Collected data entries
PR #459, opened 2022-04-29
Support `-f*-prefix-map` compiler options

rmatev:
In pump mode, distcc rewrites the debug info on the server before
returning the result (see `dcc_fix_debug_info`). However, when
`-ffile-prefix-map` or similar compiler options are passed,
the compiler is unable to perform the substitution since the path on
the server is different. The rewriting of distcc still kicks in,
and the net result on the client side is that the `-prefix-map`
option is not respected.

This is fixed by simply treating the `-f*-prefix-map` options
analogously to the include arguments.

### DIFF
--- a/src/serve.c
+++ b/src/serve.c
@@ -485,6 +485,49 @@ static int tweak_input_argument_for_server(char **argv,
 }
 
 
+static const char *prefix_map_options[] = {
+    "-ffile-prefix-map=",
+    "-fmacro-prefix-map=",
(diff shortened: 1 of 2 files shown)


rmatev:
this is really tested with #460 , but the two PRs can go in independently.

mgulick:
My company has been applying this patch to a custom build of distcc, as we make use of `-fdebug-prefix-map`.  Is there anything I can do to help get this upstreamed?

— YOUR INSTRUCTIONS —
The records are to be repeated in full, exactly as they stand.

— YOUR RESPONSE —
PR #459, opened 2022-04-29
Support `-f*-prefix-map` compiler options

rmatev:
In pump mode, distcc rewrites the debug info on the server before
returning the result (see `dcc_fix_debug_info`). However, when
`-ffile-prefix-map` or similar compiler options are passed,
the compiler is unable to perform the substitution since the path on
the server is different. The rewriting of distcc still kicks in,
and the net result on the client side is that the `-prefix-map`
option is not respected.

This is fixed by simply treating the `-f*-prefix-map` options
analogously to the include arguments.

### DIFF
--- a/src/serve.c
+++ b/src/serve.c
@@ -485,6 +485,49 @@ static int tweak_input_argument_for_server(char **argv,
 }
 
 
+static const char *prefix_map_options[] = {
+    "-ffile-prefix-map=",
+    "-fmacro-prefix-map=",
(diff shortened: 1 of 2 files shown)


rmatev:
this is really tested with #460 , but the two PRs can go in independently.

mgulick:
My company has been applying this patch to a custom build of distcc, as we make use of `-fdebug-prefix-map`.  Is there anything I can do to help get this upstreamed?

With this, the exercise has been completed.